Die Provinz Quebec empfindet sich mal mehr, mal weniger als benachteiligt und fremd, als französischsprachiges Anhängsel zum englischsprachigen Kanada – und dann schließen sich im Süden auch noch die riesigen, kulturell so anders geprägten USA an. Die Quebecer sind in der Mehrheit katholisch, Montreal und Quebec wirken mit ihren alten Innenstädten auch heute noch „europäischer“ als etwa Toronto oder Vancouver. 1980 und wieder 1995 gab es Referenden für eine Unabhängigkeit der Provinz, das zweite scheiterte bei einer Wahlbeteiligung von 93 Prozent nur sehr knapp mit 50,58 Prozent Nein-Stimmen.

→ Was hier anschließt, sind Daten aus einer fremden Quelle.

PR #427, opened 2015-04-23
This changes AssemblyVersioningScheme.MajorMinorPatchMetadata to Assembl...

### LINKED ISSUE #391: Classic version and MajorMinorPatchMetadata
VariableProvider resets the CommitsSinceTag:

```
                // For continuous deployment the commits since tag gets promoted to the pre-release number
                semanticVersion.PreReleaseTag.Number = semanticVersion.BuildMetaData.CommitsSinceTag;
                semanticVersion.BuildMetaData.CommitsSinceTag = null;
```

So the AssemblySemVer will never have the right last number?

1) Why is it reset to null? Am I not understand the VersioningMode correctly?
2) A possible fix would be this change in AssemblyVersionsGenerator:

```
return string.Format("{0}.{1}.{2}.{3}", sv.Major, sv.Minor, sv.Patch, sv.BuildMetaData.CommitsSinceTag ?? sv.PreReleaseTag.Number ?? 0);
```

JakeGinnivan:
...yVersioningScheme.MajorMinorPatchTag

The issue with metadata is that it is not part of the semantic version at all, so why are we even allowing it to be put into the assembly version. On the other hand in continuous delivery we promote metadata to the tag to allow the version to change every commit. By using the tag, not the metadata we can create meaningful AssemblySemVer values.

Fixes #391

### DIFF
--- a/GitVersionCore/AssemblyVersioningScheme.cs
+++ b/GitVersionCore/AssemblyVersioningScheme.cs
@@ -2,7 +2,7 @@
 {
     public enum AssemblyVersioningScheme
     {
-        MajorMinorPatchMetadata,
+        MajorMinorPatchTag,
         MajorMinorPatch,
         MajorMinor,
         Major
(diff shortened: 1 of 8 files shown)


JakeGinnivan:
@GeertvanHorrik this sorts one of your issues. It is a breaking change between beta.2 and beta.3 or RTM but I think it's worth it

JakeGinnivan:
@GeertvanHorrik can you review this change

GeertvanHorrik:
Looks good to me!

PR #432, opened 2015-04-30
Add NoFetch option to GitVersionTask.targets

MarkZuber:
I need the ability in our builds to set the NoFetch property for the GitVersionTask.  This isn't exposed as configurable anywhere when the GitVersionTask nupkg is referenced into a csproj and it's run automatically.


MarkZuber:
This is my first attempt at a pull request via GitHub, so please excuse me if I'm submitting this in the wrong way.  Happy to re-do this differently if there's a better process.  thanks :D

PR #439, opened 2015-05-12
Pick up GitVersionConfig.yaml when using a dynamic repository

eggapauli:
I implemented a test that shows that `GitVersionConfig.yaml` isn't picked up correctly when a dynamic repository is used.  
In 7c27ad0ef91172fe6c0112bc5feec69341d88a82 you said that the config will be picked up from the original repo. but I think this isn't true since `ConfigurationProvider.GetConfigFilePath` is called with the path to the dynamic repository.  
Checking out `GitVersionConfig.yaml` in the dynamic repository is probably the easiest thing to resolve this (you removed this in the above mentioned commit).  
Or do you have some better idea?

### DIFF
--- a/GitVersionExe.Tests/GitPreparerTests.cs
+++ b/GitVersionExe.Tests/GitPreparerTests.cs
@@ -5,6 +5,7 @@ using GitVersion;
 using LibGit2Sharp;
 using NUnit.Framework;
 using Shouldly;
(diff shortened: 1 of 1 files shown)


JakeGinnivan:
I have worked through this issue (I think) in #451. Would you be able to have a look @eggapauli ?

PR #2494, opened 2020-12-30
Allow configuring the branch name extraction per branch.

### LINKED ISSUE #2201: [Bug] Tag: useBranchName isn't working in some cases
**Describe the bug**
I faced issue with property "tag: useBranchName", I'm trying to use it, but it's not working in some cases, for example even if I use tag "tag.{BranchName}" I got "FullSemVer":"3.0.0-tag..1+8".

I'm not sure is it bug or not, but all details below

Configuration:

```yaml
assembly-versioning-scheme: MajorMinorPatchTag
assembly-file-versioning-scheme: MajorMinorPatchTag
assembly-informational-format: '{InformationalVersion}'
tag-prefix: '[vV]'
legacy-semver-padding: 4
build-metadata-padding: 4
commits-since-version-source-padding: 4
commit-message-incrementing: Disabled
continuous-delivery-fallback-tag: prerelease
branches:
  master:
    regex: ^master
    mode: ContinuousDelivery
    tag: useBranchName
    increment: None
    prevent-increment-of-merged-branch-version: true
    track-merge-target: false
    tracks-release-branches: false
    is-release-branch: false
  feature:
    regex: .*
    mode: ContinuousDelivery
    tag: useBranchName
    increment: None
    prevent-increment-of-merged-branch-version: false
    track-merge-target: false
    tracks-release-branches: false
    is-release-branch: false
```

## Expected Behavior
master - tag is "master"
custom/foo - tag is "foo"
foo - tag is "foo"
feature/name - tag is "name"
feature - tag is "feature"

## Actual Behavior
Tag: useBranchName isn't working for master branch and some other branches:
master, custom/foo, foo, feature/name, feature - no tag 
(
useBranchName: "FullSemVer":"3.0.0+16", 
tag.{BranchName}: "FullSemVer":"3.0.0+16",
tag.{BranchName}: "FullSemVer":"3.0.0-tag..1+16" (if we set tag: tag.{BranchName})
)

But, if we change regex in feature branch config to this "^features?[/-]" it will work because of this:
http://regexstorm.net/tester?p=%5efeatures%3f%5b%2f-%5d&i=features%2ffoo
regex cut all matched part, and remnants are used for tag, but if we configure regex to match all branches (like in case above) it will not work correctly

## Context
I would like to add branch name tag to any branch (except master)

## Possible Fix
BaseVersionCalculator.GetBaseVersion return incorrect version

## Steps to Reproduce
Just try to use "useBranchName" or "{BranchName}" in master or configure to match all branch names

## Your Environment
Azure devops (pipelines, nuget/artifacts), nect core 3.1

- Version Used: 5.2.4
- Operating System and version (Windows 10, Ubuntu 18.04): Ubuntu 18.04

bddckr:
## Description

With this change the branch name used for version tags can be configured via a regex.

## Related Issue

This change resolves #2201.

## Motivation and Context

As outlined in #2201 the branch name extraction was hardcoded to just trim everything a branch configuration's `regex` matched. With this change that behavior stays as is by default, but users can override the existing behavior by using a new setting called `trim-regex`. This regex is used to extract the part of a branch name to use.

## How Has This Been Tested?

`OtherBranchScenarios` has two new tests. One ensures the user can use the whole branch name altogether by specifying an empty regex, the other one confirms that only the captured part is used for the branch name for version tags.

This change is backwards compatible, as such all existing tests have been untouched and are still green.

## Checklist:

### DIFF
--- a/docs/input/docs/configuration.md
+++ b/docs/input/docs/configuration.md
@@ -360,6 +360,14 @@ values, but here they are if you need to:
 This is the regex which is used to match the current branch to the correct
 branch configuration.
 
+### trim-regex
+
+This regex is used to capture the name to use for the branch when calculating
+the version tag. This regex is matched on the branch name. The first capture
+group is what defines the resulting name. By default (i.e. when not set), this
+is set to extract by using `{regex}(.*)` where `{regex}` is set from
+[above](#regex).
+
 ### source-branches
 
 Because git commits only refer to parent commits (not branches) GitVersion
--- a/src/GitVersionCore.Tests/IntegrationTests/OtherBranchScenarios.cs
+++ b/src/GitVersionCore.Tests/IntegrationTests/OtherBranchScenarios.cs
@@ -1,4 +1,7 @@
+using System.Collections.Generic;
 using GitTools.Testing;
+using GitVersion;
+using GitVersion.Model.Configuration;
 using GitVersionCore.Tests.Helpers;
 using LibGit2Sharp;
 using NUnit.Framework;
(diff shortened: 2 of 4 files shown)


asbjornu:
I'm sorry that this went unreviewed before being closed as stale, but doesn't #2649 resolve this?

Der französische Seefahrer und Kolonisator Samuel de Champlain (1574–1635) gilt als der vielleicht wichtigste Gründervater Quebecs, er begann 1603 mit der Erforschung der Ostküste Nordamerikas, er war der erste Gouverneur der damals stolz Neufrankreich, la Nouvelle-France genannten Kolonie. Dass Archäologen und Historiker in der Stadt Quebec seit Jahrzehnten nach Champlains Grab suchen (und es bisher nicht gefunden haben, obwohl ziemlich viel gegraben wurde), das hat die anglo-kanadische Autorin Louise Penny zum Ausgangspunkt eines Kriminalromans genommen, ihres sechsten Falles mit Chief Inspector Gamache (Orig. „Bury Your Dead“, 2010). Sie hat damals vor Ort recherchiert und in der Altstadt Quebecs die „Lit and His“ gefunden, die Literary and Historical Society mit ihrer altehrwürdigen Bibliothek. In einer Danksagung entschuldigt sie sich für die Freiheit, den Bewahrern eines britischen Erbes im französischen Kanada einen (fiktionalen) Toten in den Keller gelegt zu haben.